Kick the Tires by Nigel Roth



While sipping San Pellegrino in the balmy climate of the damp, cold, and ever-dreary country I reside in, I decide to contact two people with the intention of purchasing their wares, one man about a car he had for sale, and another about some wooden door knobs.


The first was at a dealership, so I assumed he’d be used to selling vehicles. With little preamble, I asked if the car in question was still available and he replied with the most bizarre line.


It depends, he said, where you are.


I drank more sparkling water. I presumed this wasn’t a throwback to redline mortgage discrimination or a genuine regional prejudice, so I determined to ask why that mattered.


His reply, ‘because you won't be able to get here to kick the tires’.


The second man had a bag of old knobs for sale and I could use them in my new-old kitchen. Are they still available, I messaged, in-between sips.


Yes, he texted back, but he asked, ‘where are you located?’


‘Why’, I replied.


Because, he said, ‘I live a couple of villages over, not in your town’, which I knew because it tells you where the seller is located.


In both cases, if I was a fairly bright human, I would obviously have determined that I could view the car or grab the man's knobs, with acceptable travel expectations already in place, before calling.


So, why this odd location question, particularly in a time when remote is the norm anyway. And does the car dealer only sell cars to people locally? And why would two ‘villages over’ in a country the size of England make any difference to someone needing knobs at a good price?


And why do people think I’m so stupid?


That last question is rhetorical.


This question of distance confounded me, and I opened a new bottle and poured a bubbling fountain of enlightenment into my glass.

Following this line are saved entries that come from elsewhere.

PR #6860, opened 2026-03-03
Fix Maven parser on ${project.version} in parent reference

MBoegers:
## Summary

- Try reactor lookup with raw (unresolved) GAV before property resolution in `resolveParentPom()`
- Default blank `<relativePath>` to `..` per Maven POM §4.0.0 in path-based parent lookup
- Relax version check in path-based match since version may contain unresolved placeholders

## Problem

Multi-module Maven projects that define `<project.version>` as an explicit property and use `${project.version}` in child parent references fail to parse. `ResolvedPom.resolveParentPom()` resolves `${project.version}` through `getValues()` before trying to find the parent in the reactor. The child has no resolved parent yet, so property resolution hits the built-in `project.version` handler which detects a circular reference and returns `"error.circular.project.version"`.

Customer setup:
- Root POM: `<version>${project.version}</version>` with `<project.version>X.Y</project.version>` in properties
- Child POMs: `<parent><version>${project.version}</version></parent>`
- CI overrides with `-Dproject.version=XYZ`

## Solution

**`ResolvedPom.resolveParentPom()`**: When the parent version contains `${`, attempt `downloader.download()` with the raw GAV first. The downloader's iteration strategy (lines 502-516) resolves placeholders via merged project properties and finds the parent in the reactor. Falls back to the original `getValues()` path if the reactor lookup fails.

**`MavenPomDownloader.download()`**: Default blank `relativePath` to `..` (per Maven POM §4.0.0, see `DefaultModelBuilder#readParentLocally`), and drop the version check in the relative-path match since the version may contain unresolved placeholders.

## Test plan

- [x] Two new multi-module test cases: inter-module dependency with `${project.version}`, builder property override
- [x] Existing circular reference tests still pass (`circularMavenProperty`, `dependencyWithCircularProjectVersionReference`)
- [x] Full `rewrite-maven` test suite passes

- Fixes moderneinc/customer-requests#1931

### DIFF
--- a/rewrite-maven/src/main/java/org/openrewrite/maven/internal/MavenPomDownloader.java
+++ b/rewrite-maven/src/main/java/org/openrewrite/maven/internal/MavenPomDownloader.java
@@ -516,20 +516,26 @@ public class MavenPomDownloader {
             }
         }
 
-        if (containingPom != null && containingPom.getRequested().getSourcePath() != null &&
-            !StringUtils.isBlank(relativePath) && !relativePath.contains(":")) {
-            Path folderContainingPom = containingPom.getRequested().getSourcePath().getParent();
-            if (folderContainingPom != null) {
-                Pom maybeLocalPom = projectPoms.get(folderContainingPom.resolve(Paths.get(relativePath).resolve("pom.xml"))
-                        .normalize());
-                // Even poms published to remote repositories still contain relative paths to their parent poms
-                // So double check that the GAV coordinates match so that we don't get a relative path from a remote
-                // pom like ".." or "../.." which coincidentally _happens_ to have led to an unrelated pom on the local filesystem
-                if (maybeLocalPom != null &&
-                    gav.getGroupId().equals(maybeLocalPom.getGroupId()) &&
-                    gav.getArtifactId().equals(maybeLocalPom.getArtifactId()) &&
-                    gav.getVersion().equals(maybeLocalPom.getVersion())) {
-                    return maybeLocalPom;
+        if (containingPom != null && containingPom.getRequested().getSourcePath() != null) {
+            // Maven POM §4.0.0 specifies that <relativePath> defaults to ".." when omitted.
+            // See DefaultModelBuilder#readParentLocally in maven-model-builder.
+            String effectiveRelativePath = StringUtils.isBlank(relativePath) ? ".." : relativePath;
+            if (!effectiveRelativePath.contains(":")) {
+                Path folderContainingPom = containingPom.getRequested().getSourcePath().getParent();
+                if (folderContainingPom != null) {
+                    Pom maybeLocalPom = projectPoms.get(folderContainingPom.resolve(Paths.get(effectiveRelativePath).resolve("pom.xml"))
+                            .normalize());
+                    // Even poms published to remote repositories still contain relative paths to their parent poms.
+                    // Like Maven 3's DefaultModelBuilder#readParentLocally, check groupId, artifactId,
+                    // and version to guard against a relative path like ".." or "../.." coincidentally
+                    // resolving to an unrelated local pom. The version check is relaxed when it contains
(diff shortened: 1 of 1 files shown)


rewrite-maven/src/main/java/org/openrewrite/maven/internal/MavenPomDownloader.java
```diff
@@ -516,20 +516,28 @@ public Pom download(GroupArtifactVersion gav,
...
+                    // Check groupId and artifactId to guard against a relative path like ".." or "../.."
+                    // coincidentally resolving to an unrelated local pom. Version is intentionally not
+                    // checked here: the requested version may still contain unresolved placeholders (e.g.
+                    // ${project.version}) that only the parent itself can resolve. Maven's own
+                    // DefaultModelBuilder#readParentLocally checks version but falls back to
+                    // readParentExternally on mismatch — we don't have that two-phase fallback, so we
+                    // accept the match here when groupId and artifactId agree.
+                    if (maybeLocalPom != null &&
+                            gav.getGroupId().equals(maybeLocalPom.getGroupId()) &&
+                            gav.getArtifactId().equals(maybeLocalPom.getArtifactId())) {
```
timtebeek: Is there any risk associated with not checking the version here anymore? It looks like we would match any GA, ignoring V even if that might be hardcoded and different.

rewrite-maven/src/main/java/org/openrewrite/maven/tree/ResolvedPom.java
```diff
@@ -572,7 +572,28 @@ private void resolveParentPluginsRecursively(List<Pom> pomAncestry) throws Maven
         }
 
         private Pom resolveParentPom(Pom pom) throws MavenDownloadingException {
-            @SuppressWarnings("DataFlowIssue") GroupArtifactVersion gav = getValues(pom.getParent().getGav());
+            @SuppressWarnings("DataFlowIssue") GroupArtifactVersion rawGav = pom.getParent().getGav();
+            if (rawGav.getVersion() == null) {
+                throw new MavenParsingException("Parent version must always specify a version " + rawGav);
```
timtebeek, line 577: I thought in Maven 4 they support version less parent references:
https://maven.apache.org/whatsnewinmaven4.html#Parent_inference

MBoegers: Yes they do, Maven 3 rejects parent definitions without a version. So does our current implementation on main.
I can work on a fix for this situation, but Maven 4 is another topic I think.

rewrite-maven/src/main/java/org/openrewrite/maven/internal/MavenPomDownloader.java
MBoegers: True, if a parent is defined with a hardcoded GA and V and a relative path, but the parent under the relative path has another hardcoded V*. Than GAV != GAV* which would force Maven to resolve G:A:V from remote, which works if the parent with V* were published.

I restored and relaxed for properties:
- Hardcoded version mismatch => rejected (matches Maven 3’s readParentLocally)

If the car was available in the GN-z11 galaxy, I mused, then certainly by the time I reached the dealership, it may need a new MOT, but that’s over thirteen billion light years away. And if the knobs sat neatly in a row on, say, Neptune, nearly four-and-a-half billion kilometres away, they may need a fresh coat of wax by the time I got them home.


But we all live on a very small planet, only forty-thousand-and-seventy-five kilometres around, and more than seventy percent of that is water anyway, and not the delightful fizzy kind.


Only thirty-seven billion acres are drivable, where roads or things that pass as roads actually exist, and a mere one-and-half percent of that are called the United Kingdom. An even smaller amount - less than half of that again - are in England, where I live.


As a fraction of our own solar system, which itself is located in the armpit of the Milky Way, my drive to see a car I might buy or knobs I could use to adorn my cupboards, is microscopic at best.


And yet, it worried the minds of these two sellers of such wondrous sundries as automotive transport and knobs. And, they passed on their worry to me, questioning my ability to read an ad, locate a location written clearly in my mother tongue, determine reasonable distance-to-benefit ratio, and organize my week to accommodate a visit.


Alternatively, maybe they’ve just tired of dealing with gas guzzlers and knobs.